• _Task goal_
Please show every line from the entries that carries the word "paragraph".

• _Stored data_
PR #1183, opened 2026-07-18
Revise spell cards paragraph

qwrtln:
Efforts to make the "Spell Cards" paragraph simpler and more comprehensible:
en-18
en-26
en-29
en-30
en-33


DerSchlupf:
Some comments from my side:

1) I don't see a benefit to have the conflux expansion note there. It should be enough to have it in map elements. Cause there are so many reasons, which also increase spellpower. Wouldn't list only one of them. Otherwise we could also write: "Note: some Astrologers cards / permanent abilities / artifacts /... might also increase spells' spellpower."

2) I won't write "change midway which spell you're casting". AFAIK mardrax meant, that you can play empower effects before and you could change the spell you have "in mind". But as written players could think they could announce to play magic arrow, and later they change their decision, put magic arrow back to hand to play something else. That isn't hopefully possible? What about instead something like:
_Playing the cards together means to resolve the effects in any order, even to play "Empower" effects (e. g. Sorcery°) first, hoping to draw a better spell to cast._

3) in the current version I think we have not any detailed mage guild description. In both chapters towns and town actions we only have a short summary but maybe too short worded? I know your argument is that it is even written on the town board but I'm not sure if that building is important enough to get a bit more detailed explanation. I personally liked the previous one in spell chapter. Moving somewhere else is fine, but maybe it's too short now?

4) regarding layout on spell chapter: maybe switching spell card asset with the new note? Then the note would be directly near by the "play together" rule. But just an idea.

DarthGandalf:
> I don't see a benefit to have the conflux expansion note there.

The difference is that the abilities which do it, state explicitly that they do it. While the elemental tiles do not - they just have orange/blue colored background. My hope is that this mention causes the reader to pay attention later when he sees such tile.

> I won't write "change midway which spell you're casting"

This comes directly from [Alex's response](https://boardgamegeek.com/thread/3288802/article/44160894#44160894), where in that example magic arrow was put on the table first, before sorcery. But yeah, putting magic arrow back to hand was not intended consequence...

> mage guild description

no opinion

> regarding layout on spell chapter: maybe switching spell card asset with the new note

I had it like that, but switched this way because it seemed better when (3) and (5) mentioned above refer to the picture near it. Dunno.

sections/deckbuilding.tex
```diff
@@ -283,20 +288,23 @@ \subsection*{\pagetarget{Playerdecks}{Player Decks}}
   \end{itemize}
 \end{multicols*}
 
-Spells can be gained by Building the Mage Guild\index{Mage Guild}.
-Building it also enables you to use the Spell Book Token\index{Spell Book Token} for buying additional Spells.
-The Token cannot be used during the \textbf{same Round} when the Guild is constructed. Spells can also be \pagelink{Trading}{traded} in Alliance and Cooperative Scenarios.
+\vspace*{-0.5em}
+\note{6.5}{
+  Playing the cards together means that you can resolve the effects in any order, and even change midway which Spell you're casting, if e.g. you drew a better Spell using \wikilink{abilities/sorcery}{Sorcery.}
```
DerSchlupf:
```suggestion
  Playing the cards together means that you can resolve the effects in any order, and even play empower effects earlier, e.g. to hope drawing a better spell using \wikilink{abilities/sorcery}{Sorcery.}
```
I would highly recommmend to change the wording here in something like this. Please fix my grammar. :) But Alex answer is 2 years old and even mardrax said, that it was written down somewhat indistinctly. If it is permitted to switch spells that have already been announced to cast, that raises a whole lot of new questions. 

Sure, in practice your playgroup can allow it, when you ask them something like: "Sry people, i've said i want to play magic arrow, but i just draw lighting bold: Do you agree, i change the spell, maybe i use magic arrow to empower?" But that shouldnt be a rule in a rulebook.

sections/deckbuilding.tex
```diff
@@ -246,15 +246,19 @@ \subsection*{\pagetarget{Playerdecks}{Player Decks}}
...
+Using the topmost, basic version usually has no additional cost, but by paying the indicated cost \encircleinline{3} you can use a stronger effect \encircleinline{4}.
+You pay by playing other cards for their \textbf{Empower}\index{Empowering Spells} \svg{empower} effect (e.g. the \wikilink{statistics/power}{Power} Statistic card) together with the Spell.
+All the \svg{empower} played this way is consumed, though you may use a cheaper effect than the \svg{empower} you paid for.
+Each Spell card also has an alternative +1 \svg{empower} effect \encircleinline{5}.\par
 
-\bigskip
+See examples of Empowering on \hyperlink{example flagging mine}{page \pageref{example flagging mine}}.
+
+\begin{expansion}{conflux}
+  \textbf{Note:} \pagelink{Elemental Map Tiles}{Elemental Map Tiles} also increase Spells' \svg{empower}.
```
DerSchlupf:
```suggestion
  \textbf{Note:} \pagelink{Elemental Map Tiles}{Elemental Map Tiles} might also increase Spells' \svg{empower}.
```

What about adding "might", cause there are some requirements like main hero on that tile, fitting school. The Map Tiles don't necessarily provide spell power.

DerSchlupf:
I made two suggestions above. Other than that i'm still not fully happy to leave that mage guild text completely out, but if you both prefer it like it is now, i can live with it :) 

I havent really a good suggestion. but it feels now, that town actions and mage guild bullet point link to each other without giving really more details. As a reader, when I see a link, I expect to find more information there; instead, I am redirected back via another link.

xNeuroNx:
> > I don't see a benefit to have the conflux expansion note there.
> 
> The difference is that the abilities which do it, state explicitly that they do it. While the elemental tiles do not - they just have orange/blue colored background. My hope is that this mention causes the reader to pay attention later when he sees such tile.

It’s the same with every location, especially those marked with a “?”, or water, or underground tiles. It’s best if all these effects are listed in the “Map Effects” section or wherever that is. It would just be distracting if, while the basic rules are being explained, there’s suddenly “oh, and by the way, there’s also XYZ and ABC and...”. In my opinion, this directs the reader to a section they should read later, because you need to worry about map effects during gameplay, not while you’re learning the basic rules of cards.

sections/player_turns.tex
```diff
@@ -64,7 +64,8 @@
 \begin{itemize}
   \item [{\includegraphics[height=1.5\baselineskip, valign=c]{\images/build.png}}] Build Token\index{Build Token}, used to expand your \pagelink{Town}{Town}.
   \item [{\includegraphics[height=1.5\baselineskip, valign=c]{\images/population.png}}] Population Token\index{Population Token}, used to recruit and reinforce \pagelink{Units}{units} or to recruit \pagelink{Secondary}{a Secondary Hero}.
-  \item [{\includegraphics[height=1.5\baselineskip, valign=c]{\images/spells.png}}]Spell Book Token\index{Spell Book Token}, used to purchase \pagelink{spells}{Spells}. Requires the Mage Guild Town building to use.
+  \item [{\includegraphics[height=1.5\baselineskip, valign=c]{\images/spells.png}}]Spell Book Token\index{Spell Book Token}, used to purchase \pagelink{spells}{Spells}.
+    Requires the \pagelink{Town}{Mage Guild} Town building to be \textbf{built in a previous Round}.
```
DarthGandalf: Doesn't this mean that if it was built 2 turns ago, can't use the spell book anymore?

DarthGandalf: another corner case: if the mage guild was built from the start, then there's no previous turn on the first turn

qwrtln: "a pervious" means any previous round. "before this round" smells Russian - it doesn't have any anchor in English.
How would you handle "built from the start" case? I'm actually not sure if you're allow to buy spells on your first turn.

qwrtln: Oh, on your first turn with the mage guild already built you get the initial effect, so I suppose you can't spend the spell book token additionally?

DerSchlupf:
**Screenshots from Spellchapter below:** Layout must be optimized/ repaired.

Spell-Chapter:
image

DerSchlupf:
**Layout from Example page below:**
Layout have to be fixed, maybe we had to remove the resurrection art, i dont know.  Unfortunatly i wrote Lignthing Bol**T** wrong :/ 
The new asset should show the lighntning bold and the two other cards (sorcery; Magic arrow), which empower it. If we have more space left, we could add a sentence like the following, to have the fully sorcery advantages covered in this example:

_Had Alice drawn a non-magical card due to Sorcery, she would have had to cast Magic Arrow instead of Lightning Bolt and could have dealt only 2 damage instead of 4._

image

sections/map_elements.tex
```diff
@@ -138,24 +138,21 @@ \subsection*{Map Tile Anatomy}\index{Map Tile}
...
-
-\includegraphics[width=\linewidth]{\examples/sandro_empowering_lightning_bolt.png}
-
-\columnbreak
-\textit{The Combat lasted for only one Round, so Alice would not have been able to cast both Lightning Bolt and Haste, since players are limited to playing only one Spell card per Combat Round.}\par
+\textit{The Mine turns out to be guarded by Griffins, which have 4 HP \svg{health_points}.
+Alice's current hand consists of a Power card, a Magic Arrow, Sorcery, and a Town Portal.
+During the Combat, Alice plays Sorcery first hoping to draw an additional helpful card: She draws a Lightning Bolt, which she now decides to cast, and Empowers \svg{empower} it with the already played Sorcery's effect and Magic Arrows's alternative (bottom) effect, which makes the Lightning Bolt deal 4 damage \svg{damage}, killing the Griffins and winning the Combat.}
 
+\textit{The Combat lasted for only one Round, so Alice would not have been able to cast both Magic Arrow and the drawn Lightning Bold, since players are limited to playing only one Spell card per Combat Round.}\par
```
DerSchlupf:
```suggestion
\textit{The Combat lasted for only one Round, so Alice would not have been able to cast both Magic Arrow and the drawn Lightning Bolt, since players are limited to playing only one Spell card per Combat Round.}\par
```
:)

sections/player_turns.tex
DarthGandalf: the spell which you got at the start, are there from before the game started - from the moment the guild was build long time ago. Now during the first turn the guild is already built before this turn, so I can use spell book to buy more, why not

DerSchlupf (approved):
I just read all the changes and i am fine with all of them! But since it was highly debated PR, i suggest to wait for @Darth Gandalfs feedback/approval too before merging it.

DerSchlupf:
I dont know, why my outdatet suggestions were shown again there^^ 

But other question regarding german page count? Is there something to do now, or is it okay, if i solve that problem seperatly in an own german PR when i do the fuzzy?

EDIT: i could make the fuzzy in this PR too, if you want to wait with merge. I had time for it tomorrow evening

DarthGandalf:
> But other question regarding german page count? Is there something to do now, or is it okay, if i solve that problem seperatly in an own german PR when i do the fuzzy?

Better here. Otherwise to be able to merge this PR will need to add some hacks to German translation to make it fit anyway; you'd need to revert these hacks in your next PR

assets/gimp-files/sandro_empowering_lightning_bolt.xcf
DarthGandalf, line 1: let's remove this file?

DarthGandalf (approved):

assets/gimp-files/sandro_empowering_lightning_bolt.xcf
qwrtln: Let me do this in the PL unfuzzy PR.

PR #1184, opened 2026-07-18
Rework spells

DarthGandalf:
Alternative to #1183
en-26


DarthGandalf:
we decided to not introduce power pool here

Issue #208, opened 2018-12-19
Update to gulp4


michael-riha:
I did a checkout today and ran into this issue https://github.com/gulpjs/gulp/issues/2162

`npm 6.5.0`
`node v11.5.0` but the same with which I had before  `node v10.0.2`

protyposis:
Update to Gulp 4 is not planned. Did you try any of the workarounds in the linked issue?

michael-riha:
yes but they are messy on a global scope of NPM.

protyposis:
Simply using Gulp 4 seems to solve the issue. No need to adjust the `gulpfile`.

michael-riha:
shouldn't it be documented somewhere?
repo package.json still fetches 3.9.1 and breaks.

PR #226, opened 2019-02-21
Upgrade to Gulp 4

dweinber:
Newer node versions started to fail running gulp3. This PR upgrades the build chain to gulp4 based on https://www.liquidlight.co.uk/blog/how-do-i-update-to-gulp-4/

Issue: https://github.com/bitmovin/bitmovin-player-ui/issues/208

### DIFF
--- a/gulpfile.js
+++ b/gulpfile.js
@@ -115,11 +115,7 @@ gulp.task('lint-sass', function() {
 });
 
 // Runs all linters
-gulp.task('lint', function(callback) {
-  // this fails at first error so we can't run all linters sequentially with runSequence and then print the errors
-  runSequence('lint-ts', 'lint-sass', callback);
-  // TODO check in Gulp 4.0 if all linters can be run sequentially before aborting due to an error
-});
+gulp.task('lint', gulp.series('lint-ts', 'lint-sass'));
 
 // Copies html files to the target directory
 gulp.task('html', function() {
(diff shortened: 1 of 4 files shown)


gulpfile.js
```diff
@@ -199,28 +193,22 @@ gulp.task('sass', function() {
...
-    callback);
-});
+gulp.task('build', gulp.series('clean', gulp.parallel('html', 'browserify', 'sass')));
 
-gulp.task('build-prod', function(callback) {
-  production = true;
-  runSequence('lint', 'build', callback);
-});
+gulp.task('build-prod', gulp.series(function(callback) {
+  production = true
```
protyposis: missing semicolon

gulpfile.js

• _Output_
Revise spell cards paragraph
Efforts to make the "Spell Cards" paragraph simpler and more comprehensible:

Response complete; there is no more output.